YOUR ASSIGNMENT:
Every line of the listing that holds the word "null" should be returned.

DATASET ENTRIES:
____

PR #1, opened 2016-02-01
Add first test

JohanLorenzo:
@fabricedesre As said offline, the first test doesn't look that fancy due to the lack of mocking. I'll see with Felix if there's a smart way to mock things out. 

In the meantime, we have something travis and coveralls.io can work with.

### DIFF
--- a/src/context.rs
+++ b/src/context.rs
@@ -33,7 +33,7 @@ impl Context {
     pub fn new(verbose: bool, hostname: Option<String>) -> Context {
         Context { services: HashMap::new(),
                   verbose: verbose,
-                  hostname:  hostname.unwrap_or(DEFAULT_HOSTNAME.to_owned()),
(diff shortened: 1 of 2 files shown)


JohanLorenzo:
Code coverage requires the rust compiler to don't strip binaries. This is handled in rust-lang/rust#31368 . In the meantime, I removed code coverage from the PR.

r? @fabricedesre

src/context.rs
```diff
@@ -75,3 +75,37 @@ impl Context {
...
+            }
+        }
+        fn start(&self)  {}
+        fn stop(&self) {}
+        fn process_request(&self, req: &Request) -> IronResult<Response> {
+            return Ok(Response::new());
+        }
+    }
+
+    let hostname: Option<String> = Some("localhost".to_string());
```
fabricedesre: use to_owned() instead of to_string(), and inline it in Context::new(false, ...)

JohanLorenzo: Done.

PR #2, opened 2016-02-01
Change default listen address from localhost to 0.0.0.0

dhylands:
When you listen to an explicit IP address, then you only accept
connections over one particular interface (lo for localhost).
By using 0.0.0.0 connections will be accepted over any interface
(wifi, eth, lo, etc).


fabricedesre:
I changed to use :: instead.

PR #12, opened 2016-02-04
Turn on linter (clippy)

JohanLorenzo:
Until we get a better test framework, we can have more checks on the code itself.


src/main.rs
```diff
@@ -52,6 +52,11 @@ fn main() {
             return;
         }
     };
+
+    if { true } {
```
JohanLorenzo: This changeset will be removed once we know travis shows:
- a warning in [this job](https://travis-ci.org/fxbox/foxbox/builds/106964559)
- but not in [this one](https://travis-ci.org/fxbox/foxbox/builds/106964277)

JohanLorenzo: And that worked! 

```
src/main.rs:56:8: 56:16 warning: omit braces around single expression condition, #[warn(block_in_if_condition_expr)] on by default

src/main.rs:56     if { true } {

                      ^~~~~~~~

src/main.rs:56:8: 56:16 help: try

if true {

    println!("always true condition");

} ... 

for further information visit https://github.com/Manishearth/rust-clippy/wiki#block_in_if_condition_expr
```

JohanLorenzo:
@fabricedesre r?

PR #17, opened 2016-02-04
Bug #16 - Add selenium, r=johanlorenzo

### LINKED ISSUE #16: Add selenium
Developing here: https://github.com/michielbdejong/foxbox/tree/add-selenium

michielbdejong:
Work in progress.


michielbdejong:
r=? @JohanLorenzo 

I can do a follow-up to add mocha instead of calling selenium-webdriver straight from the main thread of the .js file.

.travis.yml
```diff
@@ -1,6 +1,19 @@
...
+    - sleep 5
+    - curl -o- https://raw.githubusercontent.com/creationix/nvm/v0.30.2/install.sh | bash
+    - nvm install 4.2
+    - nvm use 4.2
+    - npm install selenium-webdriver
+
 script:
     - cargo build
     - RUST_BACKTRACE=1 cargo test
+    - ((cargo run ; true) > /dev/null & node test/selenium/ftu_test.js && killall -HUP foxbox) || (killall -HUP foxbox ; exit 1)
```
michielbdejong: My bash is not that strong, I imagine this line can be improved to look nicer. I did test that it fails/passes on Travis if the test fails/passes, and that in both cases the cargo server is killed, and its exit code is ignored.

static/index.html
```diff
@@ -1,9 +1,9 @@
 <!DOCTYPE html>
 <html>
   <head>
-    <title>FoxLink</title>
+    <title>FoxBox</title>
```
michielbdejong, line 4: Since the repo is called foxbox, and neither of the two names have been decided on anyway, I changed this to match the repo name for consistency.

.travis.yml
```diff
@@ -1,6 +1,19 @@
 language: rust
 rust:
     - nightly
+
+before_script:
+    - "sh -e /etc/init.d/xvfb start"
+    - "export DISPLAY=:99.0"
+    - "wget http://selenium-release.storage.googleapis.com/2.50/selenium-server-standalone-2.50.1.jar"
```
JohanLorenzo, line 8: I found a [npm package](https://www.npmjs.com/package/selenium-standalone) which puts some sugar to installation/startup:

``` sh
npm install selenium-standalone@latest -g
selenium-standalone install
selenium-standalone start
```

.travis.yml
JohanLorenzo: I wonder if we could simplify that with:

``` yml
  - cargo run &> /dev/null & # make an instance run while we run integration tests
  - node test/selenium/ftu_test.js
```

Would this keep the Travis machine up if we don't kill the foxbox process?

michielbdejong: No, tried this, but it has to be in the same line.

.travis.yml
michielbdejong, line 8: Tried to get this working and it works on my machine, but not on Travis, not sure why. Will make switching to selenium-standalone a follow-up ticket.

michielbdejong:
I removed the step of installing nvm, because it turns out nvm is already installed. I also simplified the test line because I found out stopping the cargo server after the test finished is not necessary.

Splitting commands to separate script lines in .travis.yml doesn't work, the servers are killed in between.

Will make switching to selenium-standalone a follow-up.

.travis.yml
JohanLorenzo, line 8: Works for me

.travis.yml
```diff
@@ -1,6 +1,18 @@
...
+    - "java -jar selenium-server-standalone-2.50.1.jar > /dev/null &"
+    - sleep 5
+    - nvm install 4.2
+    - nvm use 4.2
+    - npm install selenium-webdriver
+
 script:
     - cargo build
     - RUST_BACKTRACE=1 cargo test
+    - cargo run > /dev/null & node test/selenium/ftu_test.js
```
JohanLorenzo: Nice!

Could you add a `;` just between `&` and `node`? It'll make the fact that 2 commands are on the same line, more obvious.
`cargo run > /dev/null & ; node test/selenium/ftu_test.js`

JohanLorenzo:
r+ @michielbdejong

.travis.yml
```diff
@@ -1,6 +1,18 @@
...
 rust:
     - nightly
+
+before_script:
+    - "sh -e /etc/init.d/xvfb start"
+    - "export DISPLAY=:99.0"
+    - "wget http://selenium-release.storage.googleapis.com/2.50/selenium-server-standalone-2.50.1.jar"
+    - "java -jar selenium-server-standalone-2.50.1.jar > /dev/null &"
+    - sleep 5
+    - nvm install 4.2
```
JohanLorenzo, line 11: Yay! nvm is already present :)

.travis.yml
michielbdejong: That syntax errors with `unexpected token ;`, but changed it to:
`(cargo run > /dev/null &) ; node test/selenium/ftu_test.js`

JohanLorenzo: My bad, it was working under my zsh. I should have checked on bash.

Issue #6, opened 2016-02-03
Consider using docopt for command line args


jedireza:
The docopt crate seems like a nice way to manage command line args:
https://github.com/docopt/docopt.rs

Related to: #3

hfiguiere:
We can close this now as the PR got merged!

PR #3, opened 2016-02-01
Add command line options to parse http and ws port numbers

dhylands:
Some services, like ntop already use port 3000, so this allows alternate ports to be used.

PR #18, opened 2016-02-05
Issue #6 - Parse command line with docopt.

hfiguiere:


hfiguiere:
@jedireza since you filed the issue, do you mind reviewing?

hfiguiere:
It should be noted that PR #3 will instantly rot with this one. And vice versa.

hfiguiere:
@fabricedesre ? Thanks !

src/main.rs
```diff
@@ -23,6 +22,8 @@ extern crate router;
 extern crate serde;
 extern crate staticfile;
 extern crate uuid;
+extern crate docopt;
+extern crate rustc_serialize;
```
fabricedesre: Why do we need that? It seems unused.

fabricedesre: also, add them in alphabetical order

Cargo.toml
```diff
@@ -17,3 +16,5 @@ serde_json = "0.6.0"
 serde_macros = "0.6.11"
 uuid = "0.1.18"
 clippy = "0.0.37"
+docopt = "0.6.78"
+rustc-serialize = "0.3"
```
fabricedesre: add the new dependencies in alphabetical order (bonus points if you also move clippy)

src/main.rs
```diff
@@ -33,39 +34,38 @@ mod controler;
...
+const USAGE: &'static str = "
+Usage: foxbox [-v] [-h] [-n <hostname>]
+
+Options:
+    -v, --verbose            Toggle verbose output.
+    -n, --name               Set local hostname.
+    -h, --help               Print this help menu.
+";
+
+#[derive(RustcDecodable)]
```
jedireza, line 48: Looks like this is what `rustc_serialize` was used for.

src/main.rs
hfiguiere: We need it for the Args. Will keep the crate sorted too.

src/main.rs
hfiguiere, line 48: Yup. That's the reason.

hfiguiere:
I have reordered the dependencies as requested. And squished commits.

hfiguiere:
@fabricedesre should be ready. Thanks !

PR #23, opened 2016-02-05
Test the command line options from bug #6

hfiguiere:
I forgot to have tests. This will perform the sanity testing that our command line arguments are consistent. `Docopt` does that when called and fail, so better ensure it is tested :-D


hfiguiere:
@fabricedesre I forgot tests.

____

SOLUTION TO THIS EXERCISE:
+    - ((cargo run ; true) > /dev/null & node test/selenium/ftu_test.js && killall -HUP foxbox) || (killall -HUP foxbox ; exit 1)
  - cargo run &> /dev/null & # make an instance run while we run integration tests
+    - "java -jar selenium-server-standalone-2.50.1.jar > /dev/null &"
+    - cargo run > /dev/null & node test/selenium/ftu_test.js
`cargo run > /dev/null & ; node test/selenium/ftu_test.js`
+    - "java -jar selenium-server-standalone-2.50.1.jar > /dev/null &"
`(cargo run > /dev/null &) ; node test/selenium/ftu_test.js`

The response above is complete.